新型コロナウイルス感染の緊急事態に全く機能しなかった大津市議会BCP(業務継続計画)をめぐり、計画の「見直し改定」作業が、定めたルールを逸脱した形で3月に行われていたことが明らかになった。しかも、つじつまを合わせるため、事後に計画の内容を修正していたことも分かった。自ら定めたルールを遵守しないということが、大津市政だけでなく、大津市議会でも常態化していることが浮き彫りとなった。しかし、議会事務局は「あくまでも計画なので」と、手続きに問題はないとの見解を示している。
2016年3月(第2版)BCPでは、「議会BCPの見直しは、対策会議を中心に行う」としていた。ところが、今年に入ってから、新型コロナウイルス感染が広がる中、市議会は5月上旬まで、災害対策会議(当時の委員長は、議長の近藤眞弘市議)を一度も開催しなかった。開催したのは5月11日になってから。それまでは、計画自体の見直し改定はできないはずだった。

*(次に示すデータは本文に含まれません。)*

PR #52, opened 2025-06-09
Adds Rust version of spinwave calculation 

### LINKED ISSUE #50: Rust implementation of spinwave.py
currently in https://github.com/alexhroom/pyspinw-rust-mockup

alexhroom:
Adds a Rust version of the spinwave calculation. Fixes #50

This uses the `maturin` build system. In short, to compile (with [rust installed](https://rustup.rs/)):
- type `maturin develop` to compile a dev build
- type `maturin develop --release` to compile a release build

Note some small changes to the low-level data:
- `rotations` is now a list of arrays rather than a 3D array of arrays
- currently you must ensure that the datatype of any rotation/coupling matrix is complex, and that the datatype of the coupling inter-site vector is a float (NOT an integer!). I think I'd ideally like to be handling this at the frontend as handling it within Rust is a bit of a pain

### DIFF
--- a/examples/raw_calculations/ferromagnetic_chain.py
+++ b/examples/raw_calculations/ferromagnetic_chain.py
@@ -1,5 +1,5 @@
 import numpy as np
-from pyspinw.calculations.spinwave import spinwave_calculation, Coupling
+from pyspinw.rust import spinwave_calculation, Coupling
 
 def heisenberg_ferromagnet():
 
@@ -11,10 +11,10 @@ def heisenberg_ferromagnet():
     q_vectors = np.array([0, 1, 0]).reshape(1, 3) * q_mags
 
     # Single site
-    rotations = np.eye(3).reshape(1, 3, 3)
+    rotations = [np.eye(3, dtype=complex, order='F')]
     magnitudes = np.array([1.5])  # spin 3/2
-    couplings = [Coupling(0, 0, np.eye(3), inter_site_vector=np.array([0, 1, 0])),
-                 Coupling(0, 0, np.eye(3), inter_site_vector=np.array([0, -1, 0])),
+    couplings = [Coupling(0, 0, np.eye(3, dtype=complex, order='F'), inter_site_vector=np.array([0., 1., 0.])),
+                 Coupling(0, 0, np.eye(3, dtype=complex, order='F'), inter_site_vector=np.array([0., -1., 0.])),
                  ]
 
     energies = spinwave_calculation(rotations,
@@ -32,6 +32,6 @@ if __name__ == "__main__":
 
     # Note: we get complex data types with real part zero
 
-    plt.plot(q_mags, result.raw_energies)
+    plt.plot(q_mags, result)
 
     plt.show()
--- a/pyproject.toml
+++ b/pyproject.toml
@@ -1,8 +1,20 @@
-# TODO: Fill this out fully
+[build-system]
+requires = ["maturin>=1.3,<2.0"]
+build-backend = "maturin"
 
 [project]
-name = "PySpinW"
+name = "pySpinW"
+requires-python = ">=3.8"
+classifiers = [
+    "Programming Language :: Rust",
+    "Programming Language :: Python :: Implementation :: CPython",
+    "Programming Language :: Python :: Implementation :: PyPy",
+]
 dynamic = ["version"]
+
+[tool.maturin]
+features = ["pyo3/extension-module"]
+module-name = "pyspinw.rust"
 
 [tool.setuptools.dynamic]
 version = {attr = "pyspinw.__version__"}
--- a/src/lib.rs
+++ b/src/lib.rs
@@ -1,0 +1,202 @@
+use std::f64::consts::PI;
+use std::{iter::zip, ops::Sub};
+
+use nalgebra::{stack, Const, DMatrix, DMatrixView, DVector, Dyn, Matrix3, Vector3};
+use num_complex::Complex;
+use numpy::{PyArray1, PyReadonlyArray1, PyReadonlyArray2, PyReadwriteArray2, ToPyArray};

しかし、市議会は3月、災害対策会議を開かないまま、議会運営員会(当時の委員長は、竹内照夫市議)で、計画の見直しを行った形を取り繕った。その際、計画を第3版に改定し、「議会BCPの見直しは、議会運営委員会が行う」と、つじつま合わせをした。
地方自治法第109条によると、議会運営委員会は、議会の運営、会議規則、委員会などに関する条例、議長の諮問に関する事項などの調査を行うことや、議案、請願等を審査するとしている。災害時に、議会運営委員会へ特段の権限を持たせることは、地方自治法には規定されていない。大津市の議会運営委員会は、1人会派がオブザーバーとしてしか参加できないなど、多数会派が運営の中心を占める形になっている。
市議会事務局は、「災害対策会議も、議会運営委員会もメンバーはほぼ同じですから。BCPはあくまでも計画ですから」としている。
大津市議会BCPによると、災害対策会議は、議長が委員長で、会議の事務を統括するとしている。各会派の代表者は、委員長の指示のもと、任務にあたるとしている。しかし、第3版の改定で、見直しの権限は「議会運営委員会」が担うことになる。議会事務局や各市議からの情報収集と伝達が、対策会議と議運のどちらに寄せられるのか、このままでは、災害時の指揮命令の混乱が予想される。